Big Con’s Pro-Natalism Examined
Revisiting the “Empowerment” of Women in the Young Women’s Leadership Summit and the Greater Right-Wing Movement
Last weekend was Turning Point USA’s Young Woman’s Leadership Conference (YWLS) held in San Antonio, Texas, where troupes of young, impressionable teenage girls congregated to commune around the words of Big Con’s over-paid female leadership; including Candace Owens, Riley Gaines, and Yeomi Park.
It behooved speakers to touch on pertinent topics relating to American women, namely national preceding gender discourse and the effects of biological men entering women’s spaces, typically found in sporting events, gyms, and bathrooms. However, other issues relating to the conservative female experience inevitably permeate into the realm of reproduction. Initially, this makes sense. Following the overturning of Roe v. Wade, the issue of abortion has once again become a politically viable topic for the Right-Wing (RW) as throngs of conservative women find their personal ethics consummated in the realm of public policy thanks to Trumpian Justices.

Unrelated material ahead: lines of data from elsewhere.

PR #497, opened 2015-02-09
Dinodex

gguntupalli:
Please review my dinodex exercise.

Thanks
Gopi.

### DIFF
--- a/dino_catalog/dino_catalog.rb
+++ b/dino_catalog/dino_catalog.rb
@@ -1,0 +1,38 @@
+require 'csv'
+require_relative 'dinosaur'
+
+class DinoCatalog
+  attr_reader :dinosaurs
+
+  def initialize
+    CSV::HeaderConverters[:header_converter] = method(:header_converter)
+    dinos_hash = DinoCatalog.parse_dinodex("dinodex.csv")
+                 .concat(DinoCatalog.parse_african_dinosaurs)
+    @dinosaurs = dinos_hash.inject([]) do |dinos, dino|
+      dinos << Dinosaur.new(dino)
+    end
+  end
+
+  def self.parse_dinodex(filename)
+    csv = CSV.read(filename, headers: true,
+          header_converters: [:downcase, :header_converter])
+    csv.map(&:to_hash)
+  end
+
+  def self.parse_african_dinosaurs
+    african_dinos_hash = parse_dinodex("african_dinosaur_export.csv")
+    african_dinos_hash.each do |row|
+      row["continent"] = "Africa"
+      row["diet"] = row["diet"] == "Yes" ? "Carnivore" : "Herbivore"
+    end
+  end
+
+  def header_converter(header)
+    case header
+      when "genus" then "name"
+      when "weight_in_lbs" then "weight"
+      when "carnivore" then "diet"
+      else header
+    end
+  end
+end
--- a/dino_catalog/dinodex.rb
+++ b/dino_catalog/dinodex.rb
@@ -1,0 +1,48 @@
+require_relative 'dino_catalog'
+
+class Dinodex
+  attr_reader :dinos
+
+  def initialize
+    dino_catalog = DinoCatalog.new
+    @dinos = dino_catalog.dinosaurs
+  end
+
+  def parse_input
+    #Initializing the filtered dinos with all dinos initially
+    filtered_dinos = @dinos
+
+    puts "Dinosaurs with #{ARGV}" unless ARGV.empty?
+    ARGV.each do|a|
+      criteria = a.split(':')
+      filtered_dinos = search_by_criteria(criteria[0], criteria[1], filtered_dinos)
+    end
+    print_dinos(filtered_dinos)
+  end
+
+  def search_by_criteria(header, value, filtered_dinos)
+    #Assumes that weight is only called with big or small parameters
+    if header == 'weight'
+      value.downcase == 'big' ? filtered_dinos.select(&:big?)
+                              : filtered_dinos.select(&:small?)
+    else
+      filtered_dinos.select do |dino|
+        #Used include instead of == to not differentiate between early and late Cretaceous
+        dino.send(header).downcase.include? (value.downcase)
+      end
+    end
+  end
+
+  def print_dinos(results)
+    results.each do |dino|
+      puts dino.to_s
+    end
+  end
+end
+
+def main
+  dinodex = Dinodex.new
+  dinodex.parse_input
+end
+
+main
--- a/dino_catalog/dinosaur.rb
+++ b/dino_catalog/dinosaur.rb
@@ -1,0 +1,31 @@
+class Dinosaur
+  attr_accessor :name, :period, :continent, :diet,
+    :weight, :walking, :description
+
+  def initialize(attributes)
+    @name = attributes["name"]
+    @period = attributes["period"]
+    @continent = attributes["continent"]
+    @diet = attributes["diet"]
+    @weight = attributes["weight"].to_i
+    @walking = attributes["walking"]
+    @description = attributes["description"]
+  end
+
+  def big?
+    @weight > 2000
+  end
+
+  def small?
+    @weight <= 2000
+  end
+
+  def to_s
+    s = "#{@name} is a #{@walking} from #{@period} period and #{@continent} "
+    s << "continent with #{@diet} diet"
+    s << " and #{@weight}lbs weight" unless @weight == 0
+    s << ". "
+    s << @description unless @description.nil?
+    s
+  end
+end
--- a/dino_catalog/how_to_run.txt
+++ b/dino_catalog/how_to_run.txt
@@ -1,0 +1,20 @@
+# to print all dinos without any filter
+ruby dinodex.rb
+
+# to print bipeds
+ruby dinodex.rb walking:biped
+
+# to print carnivores
+ruby dinodex.rb diet:carnivore
+
+# to print dinosaurs of specific period
+ruby dinodex.rb period:Cretaceous
+
+# to print big dinosaurs
+ruby dinodex.rb weight:big
+
+# to print big carnivores
+ruby dinodex.rb	weight:big diet:carnivore
+
+# to print all facts for given dino
+ruby dinodex.rb name:Giganotosaurus
--- a/dino_catalog/how_to_run.txt
+++ b/dino_catalog/how_to_run.txt
@@ -1,20 +1,89 @@
-# to print all dinos without any filter
-ruby dinodex.rb
+# to print all facts of a given dino
+ruby dinodex.rb name:Giganotosaurus
+Dinosaurs with ["name:Giganotosaurus"]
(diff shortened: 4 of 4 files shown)


dino_catalog/dinodex.rb
```diff
@@ -0,0 +1,48 @@
+require_relative 'dino_catalog'
+
+class Dinodex
+  attr_reader :dinos
+
+  def initialize
+    dino_catalog = DinoCatalog.new
```
sshao: creating a DinoCatalog object just to access its `dinosaurs` attribute and then discarding it entirely is weird. more importantly, it suggests that it's not *really* a "dinosaur catalogue" -- especially given that the Dinodex object clearly fulfills that role already.

your DinoCatalog object is actually more of a formatter or parser object (as suggested, too, by its main methods -- `parse_dinodex` and `parse_african_dinosaurs`). you should rename and restructure it accordingly.

dino_catalog/dino_catalog.rb
```diff
@@ -0,0 +1,38 @@
+require 'csv'
+require_relative 'dinosaur'
+
+class DinoCatalog
+  attr_reader :dinosaurs
+
+  def initialize
+    CSV::HeaderConverters[:header_converter] = method(:header_converter)
+    dinos_hash = DinoCatalog.parse_dinodex("dinodex.csv")
```
sshao: hardcoding the filenames dinodex.csv and african_dinosaur_export.csv is a bad idea, as it ties your code down to expect those two filenames exactly. what if the filenames change, or what if the user wants to feed more files and more data into the dinodex? better to change this object and its methods so that it accepts an arbitrary filename as an argument.

dino_catalog/dino_catalog.rb
```diff
@@ -0,0 +1,38 @@
...
+    end
+  end
+
+  def self.parse_dinodex(filename)
+    csv = CSV.read(filename, headers: true,
+          header_converters: [:downcase, :header_converter])
+    csv.map(&:to_hash)
+  end
+
+  def self.parse_african_dinosaurs
```
sshao: you have two separate parse methods for 'dinodex' and for 'african'; so essentially you have a DinodexParser object and a separate AfricanParser object. instead of hiding them in methods, you should define them explicitly as their own classes

dino_catalog/dino_catalog.rb
```diff
@@ -0,0 +1,38 @@
+require 'csv'
+require_relative 'dinosaur'
+
+class DinoCatalog
+  attr_reader :dinosaurs
+
+  def initialize
+    CSV::HeaderConverters[:header_converter] = method(:header_converter)
+    dinos_hash = DinoCatalog.parse_dinodex("dinodex.csv")
+                 .concat(DinoCatalog.parse_african_dinosaurs)
```
sshao: when you refactor, consider where this `concat` should belong to -- in your formatter/parser, or outside of it? is the `concat` the responsibility of a formatter/parser class?

dino_catalog/dino_catalog.rb
```diff
@@ -0,0 +1,38 @@
...
+    @dinosaurs = dinos_hash.inject([]) do |dinos, dino|
```
sshao: `@dinosaurs = dinos_hash.map { |dino| Dinosaur.new(dino) }`

dino_catalog/dino_catalog.rb
```diff
@@ -0,0 +1,38 @@
...
+  def self.parse_dinodex(filename)
+    csv = CSV.read(filename, headers: true,
+          header_converters: [:downcase, :header_converter])
+    csv.map(&:to_hash)
+  end
+
+  def self.parse_african_dinosaurs
+    african_dinos_hash = parse_dinodex("african_dinosaur_export.csv")
+    african_dinos_hash.each do |row|
+      row["continent"] = "Africa"
```
sshao: this can be taken out and made into a converter method that you can then pass to `CSV.read(converters: <converter_method>)`

dino_catalog/dino_catalog.rb
```diff
@@ -0,0 +1,38 @@
...
+      row["diet"] = row["diet"] == "Yes" ? "Carnivore" : "Herbivore"
```
sshao: this can be taken out and made into a converter method that you can then pass to `CSV.read(converters: <converter_method>)`

dino_catalog/dinodex.rb
```diff
@@ -0,0 +1,48 @@
...
+    @dinos = dino_catalog.dinosaurs
+  end
+
+  def parse_input
+    #Initializing the filtered dinos with all dinos initially
```
sshao: if your method names/variable names/code is clear enough, you shouldn't need to add comments like this

dino_catalog/dinodex.rb
```diff
@@ -0,0 +1,48 @@
...
+    filtered_dinos = @dinos
+
+    puts "Dinosaurs with #{ARGV}" unless ARGV.empty?
```
sshao: `parse_input` is doing too much; the name suggests that all it should be doing is taking some user input and reading it, but you have it taking user input, reading it, then manipulating it to find dinos and output them back to the user. in general you want your methods to be small and to perform a single specific action

dino_catalog/dinodex.rb
```diff
@@ -0,0 +1,48 @@
...
+    ARGV.each do|a|
+      criteria = a.split(':')
+      filtered_dinos = search_by_criteria(criteria[0], criteria[1], filtered_dinos)
```
sshao: what is `criteria[0]` and `criteria[1]`? what actual parts of a dinosaur, or a search query, do they refer to? if you come back to this line in another couple weeks, will you know what `criteria[0]` and `criteria[1]` mean?

dino_catalog/dinodex.rb
```diff
@@ -0,0 +1,48 @@
...
+    end
+    print_dinos(filtered_dinos)
+  end
+
+  def search_by_criteria(header, value, filtered_dinos)
+    #Assumes that weight is only called with big or small parameters
+    if header == 'weight'
```
sshao: i'd suggest using the `:symbol` converter in `CSV.read` so that all your headers become symbols. symbols make more sense as -- at this point in execution -- headers should be fixed and immutable

dino_catalog/dinodex.rb
```diff
@@ -0,0 +1,48 @@
...
+      value.downcase == 'big' ? filtered_dinos.select(&:big?)
```
sshao: yep, listen to hound on this one

sshao: also, since you've got this whole separate if-case for finding dinosaurs by weight, maybe take out lines 26-27 into their own `search_by_weight(weight)` method

dino_catalog/dinodex.rb
```diff
@@ -0,0 +1,48 @@
...
+                              : filtered_dinos.select(&:small?)
+    else
+      filtered_dinos.select do |dino|
+        #Used include instead of == to not differentiate between early and late Cretaceous
+        dino.send(header).downcase.include? (value.downcase)
```
sshao: does this account for the requirement (in the README) that your dinodex can "Grab all the dinosaurs that were carnivores (fish and insects count)" ?

dino_catalog/dinodex.rb
```diff
@@ -0,0 +1,48 @@
...
+      end
+    end
+  end
+
+  def print_dinos(results)
```
sshao: instead of print_dinos, this could be a `Dinodex#to_s` method. instead of returning an array of dinosaurs, your find method could return a new Dinodex instead, and then with a to_s method implemented you could simply call `puts dinodex` on it. 

additionally, if your find method returns a new Dinodex, you could then chain searches without having to explicitly pass `filtered_dinos` as an argument: `dinodex.search_by_criteria(...).search_by_criteria(...).search...`

dino_catalog/dinodex.rb
```diff
@@ -0,0 +1,48 @@
...
+    results.each do |dino|
+      puts dino.to_s
+    end
+  end
+end
+
+def main
+  dinodex = Dinodex.new
+  dinodex.parse_input
```
sshao: as mentioned, parse_input is doing too much. i'd actually move a lot of parse_input straight into the `main` method, and then i might even move the main method into its own script/class

dino_catalog/dinodex.rb
```diff
@@ -0,0 +1,48 @@
...
+end
+
+main
```
sshao: if this is the way you invoke your command line, i'd *definitely* abstract out the `main` method and much of the `parse_input` functionality into its own class/script

dino_catalog/dinosaur.rb
```diff
@@ -0,0 +1,31 @@
...
+    :weight, :walking, :description
+
+  def initialize(attributes)
+    @name = attributes["name"]
+    @period = attributes["period"]
+    @continent = attributes["continent"]
+    @diet = attributes["diet"]
+    @weight = attributes["weight"].to_i
+    @walking = attributes["walking"]
+    @description = attributes["description"]
```
sshao: an alternative to doing this (since you have your attributes defined as attr_accessors):

`attributes.each { |attr, value| send("#{attr}=", value) }` 

on the other hand, what you have already is probably more readable

dino_catalog/dinosaur.rb
```diff
@@ -0,0 +1,31 @@
...
+  end
+
+  def big?
+    @weight > 2000
```
sshao: `2000` is a magic number; define it as a constant instead, then use that constant on this line

dino_catalog/dinosaur.rb
```diff
@@ -0,0 +1,31 @@
...
+  end
+
+  def small?
+    @weight <= 2000
```
sshao: `!big?`

dino_catalog/dinosaur.rb
```diff
@@ -0,0 +1,31 @@
+class Dinosaur
+  attr_accessor :name, :period, :continent, :diet,
+    :weight, :walking, :description
+
+  def initialize(attributes)
+    @name = attributes["name"]
+    @period = attributes["period"]
+    @continent = attributes["continent"]
+    @diet = attributes["diet"]
+    @weight = attributes["weight"].to_i
```
sshao: some dinos have no weight attribute defined in the CSV. what does this do with empty weight values? 

if an empty weight comes in as `nil`, then `nil.to_i = 0`, so it seems like the results for `search_by_criteria("weight", "small")` would also include dinosaurs that have no weight. that would be incorrect :)

dino_catalog/dinosaur.rb
```diff
@@ -0,0 +1,31 @@
...
+    @weight <= 2000
+  end
+
+  def to_s
+    s = "#{@name} is a #{@walking} from #{@period} period and #{@continent} "
+    s << "continent with #{@diet} diet"
+    s << " and #{@weight}lbs weight" unless @weight == 0
+    s << ". "
+    s << @description unless @description.nil?
+    s
```
sshao: `String#<<` returns the string with the argument appended to it, so you can remove line 29 and this method will still work as expected

sshao:
review my comments, take a shot at refactoring this, then resubmit for another review :+1:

However, if you were to attend YWLS, you can't help but shake off the feeling of celebrated natality throughout the entirety of the event; an issue I find far more intimate than reproductive policy or gender discourse. Poster boards of fetuses are placed at every corner in the hallways of the convention center. Various young moms happily brandish their children to each other between break-out sessions, and merchandise lamenting the dangers of hormonal birth control is strewn about at every other table.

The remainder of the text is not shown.